======== PROVIDED MATERIAL

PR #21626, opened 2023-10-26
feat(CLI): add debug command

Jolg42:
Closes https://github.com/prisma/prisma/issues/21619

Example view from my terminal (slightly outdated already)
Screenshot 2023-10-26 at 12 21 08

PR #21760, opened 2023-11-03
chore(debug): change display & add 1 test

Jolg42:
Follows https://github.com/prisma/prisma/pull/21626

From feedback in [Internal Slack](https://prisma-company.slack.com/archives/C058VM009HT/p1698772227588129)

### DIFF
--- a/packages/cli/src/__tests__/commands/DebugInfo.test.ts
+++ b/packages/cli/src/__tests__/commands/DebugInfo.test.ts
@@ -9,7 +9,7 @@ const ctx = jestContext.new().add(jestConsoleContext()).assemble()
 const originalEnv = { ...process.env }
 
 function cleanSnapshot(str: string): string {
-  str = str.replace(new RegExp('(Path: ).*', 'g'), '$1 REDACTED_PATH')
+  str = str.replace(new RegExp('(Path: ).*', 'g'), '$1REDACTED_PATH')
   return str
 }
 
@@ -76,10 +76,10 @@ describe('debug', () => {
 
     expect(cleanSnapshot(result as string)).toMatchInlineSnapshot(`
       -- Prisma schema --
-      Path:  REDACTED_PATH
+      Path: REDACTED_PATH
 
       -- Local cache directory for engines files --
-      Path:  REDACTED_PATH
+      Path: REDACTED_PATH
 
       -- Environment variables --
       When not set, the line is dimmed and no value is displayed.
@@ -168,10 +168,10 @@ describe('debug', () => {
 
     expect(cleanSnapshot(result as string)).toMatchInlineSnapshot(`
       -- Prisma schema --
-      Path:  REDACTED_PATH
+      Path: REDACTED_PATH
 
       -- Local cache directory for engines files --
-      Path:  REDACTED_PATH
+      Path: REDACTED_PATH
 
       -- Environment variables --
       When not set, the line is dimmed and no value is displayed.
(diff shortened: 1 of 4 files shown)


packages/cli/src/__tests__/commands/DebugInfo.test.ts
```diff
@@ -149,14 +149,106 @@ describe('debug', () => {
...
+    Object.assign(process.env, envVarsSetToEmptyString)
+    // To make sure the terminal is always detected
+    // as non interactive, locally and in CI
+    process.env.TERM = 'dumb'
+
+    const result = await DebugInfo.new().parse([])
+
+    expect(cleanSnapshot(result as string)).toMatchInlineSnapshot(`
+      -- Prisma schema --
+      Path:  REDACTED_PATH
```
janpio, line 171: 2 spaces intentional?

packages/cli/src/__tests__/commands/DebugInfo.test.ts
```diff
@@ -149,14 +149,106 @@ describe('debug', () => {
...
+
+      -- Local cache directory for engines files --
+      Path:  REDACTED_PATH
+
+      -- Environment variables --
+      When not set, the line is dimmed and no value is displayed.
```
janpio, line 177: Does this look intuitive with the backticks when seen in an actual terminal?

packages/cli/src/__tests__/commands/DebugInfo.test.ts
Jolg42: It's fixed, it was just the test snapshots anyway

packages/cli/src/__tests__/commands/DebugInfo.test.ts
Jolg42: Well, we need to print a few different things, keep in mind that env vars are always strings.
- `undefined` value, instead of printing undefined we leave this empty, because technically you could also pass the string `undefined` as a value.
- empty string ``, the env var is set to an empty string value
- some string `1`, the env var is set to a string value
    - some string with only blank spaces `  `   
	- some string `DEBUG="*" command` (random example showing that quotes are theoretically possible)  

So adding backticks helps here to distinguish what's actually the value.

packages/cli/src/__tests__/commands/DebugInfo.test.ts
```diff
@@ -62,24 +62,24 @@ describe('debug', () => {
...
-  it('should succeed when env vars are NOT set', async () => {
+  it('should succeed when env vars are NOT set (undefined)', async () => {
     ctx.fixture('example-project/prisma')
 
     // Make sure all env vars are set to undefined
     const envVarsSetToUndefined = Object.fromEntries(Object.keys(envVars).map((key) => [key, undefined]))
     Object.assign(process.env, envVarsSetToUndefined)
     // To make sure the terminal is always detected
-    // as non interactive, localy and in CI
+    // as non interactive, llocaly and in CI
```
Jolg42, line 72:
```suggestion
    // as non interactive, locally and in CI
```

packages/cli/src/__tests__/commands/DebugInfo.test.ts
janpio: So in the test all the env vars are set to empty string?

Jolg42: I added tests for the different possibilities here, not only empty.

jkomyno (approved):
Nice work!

================
======== PROVIDED MATERIAL

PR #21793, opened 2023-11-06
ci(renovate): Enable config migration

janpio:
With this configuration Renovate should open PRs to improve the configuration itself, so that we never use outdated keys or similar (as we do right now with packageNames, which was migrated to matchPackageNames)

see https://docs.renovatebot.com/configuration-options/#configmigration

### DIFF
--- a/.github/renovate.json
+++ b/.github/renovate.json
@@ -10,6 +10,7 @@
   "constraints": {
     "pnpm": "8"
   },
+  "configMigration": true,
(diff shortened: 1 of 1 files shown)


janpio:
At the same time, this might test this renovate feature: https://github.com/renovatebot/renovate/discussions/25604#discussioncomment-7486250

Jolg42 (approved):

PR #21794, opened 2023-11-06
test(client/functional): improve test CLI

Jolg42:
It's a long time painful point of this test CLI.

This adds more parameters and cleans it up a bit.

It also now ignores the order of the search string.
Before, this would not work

================
======== PROVIDED MATERIAL

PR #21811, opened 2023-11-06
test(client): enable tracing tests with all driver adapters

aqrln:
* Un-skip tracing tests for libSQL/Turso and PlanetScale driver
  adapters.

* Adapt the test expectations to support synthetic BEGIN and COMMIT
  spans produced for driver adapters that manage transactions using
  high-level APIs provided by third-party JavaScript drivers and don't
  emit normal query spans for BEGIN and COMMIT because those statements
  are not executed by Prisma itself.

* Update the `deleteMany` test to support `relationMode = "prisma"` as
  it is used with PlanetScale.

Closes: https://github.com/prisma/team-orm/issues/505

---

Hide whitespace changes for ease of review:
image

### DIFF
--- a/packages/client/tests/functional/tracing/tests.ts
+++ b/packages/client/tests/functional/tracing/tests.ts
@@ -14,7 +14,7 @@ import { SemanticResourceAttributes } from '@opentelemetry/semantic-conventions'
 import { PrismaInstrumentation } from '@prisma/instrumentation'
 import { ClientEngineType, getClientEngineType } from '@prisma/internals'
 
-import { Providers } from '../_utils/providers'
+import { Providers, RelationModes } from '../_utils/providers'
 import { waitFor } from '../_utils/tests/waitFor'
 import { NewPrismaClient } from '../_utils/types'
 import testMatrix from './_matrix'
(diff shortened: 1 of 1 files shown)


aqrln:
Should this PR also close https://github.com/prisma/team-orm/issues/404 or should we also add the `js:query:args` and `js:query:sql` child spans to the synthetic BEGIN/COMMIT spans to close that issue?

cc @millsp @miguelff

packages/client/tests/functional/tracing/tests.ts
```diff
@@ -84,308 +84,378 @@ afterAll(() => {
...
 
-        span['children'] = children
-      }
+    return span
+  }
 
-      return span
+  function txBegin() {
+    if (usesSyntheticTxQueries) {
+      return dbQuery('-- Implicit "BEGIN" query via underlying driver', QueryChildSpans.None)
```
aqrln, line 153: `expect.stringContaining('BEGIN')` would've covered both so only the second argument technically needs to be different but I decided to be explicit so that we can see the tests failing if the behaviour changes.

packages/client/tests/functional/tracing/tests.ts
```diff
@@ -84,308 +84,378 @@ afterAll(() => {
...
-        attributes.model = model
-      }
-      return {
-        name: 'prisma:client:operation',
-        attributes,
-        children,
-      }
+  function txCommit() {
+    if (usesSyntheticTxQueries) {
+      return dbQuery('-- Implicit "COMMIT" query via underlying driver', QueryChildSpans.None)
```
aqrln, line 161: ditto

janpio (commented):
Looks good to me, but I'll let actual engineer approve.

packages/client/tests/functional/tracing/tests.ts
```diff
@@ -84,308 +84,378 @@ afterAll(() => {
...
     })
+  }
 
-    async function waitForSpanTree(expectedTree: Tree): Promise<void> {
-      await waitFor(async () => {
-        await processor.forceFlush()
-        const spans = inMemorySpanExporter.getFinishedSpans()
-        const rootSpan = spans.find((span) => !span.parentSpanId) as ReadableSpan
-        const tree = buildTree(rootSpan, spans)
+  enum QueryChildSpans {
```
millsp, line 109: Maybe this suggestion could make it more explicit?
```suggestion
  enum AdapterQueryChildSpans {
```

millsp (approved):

================

**REQUIREMENT**
Scan the material above for the word "more", and copy each line where it appears.

**WRITTEN SOLUTION**
This adds more parameters and cleans it up a bit.
millsp, line 109: Maybe this suggestion could make it more explicit?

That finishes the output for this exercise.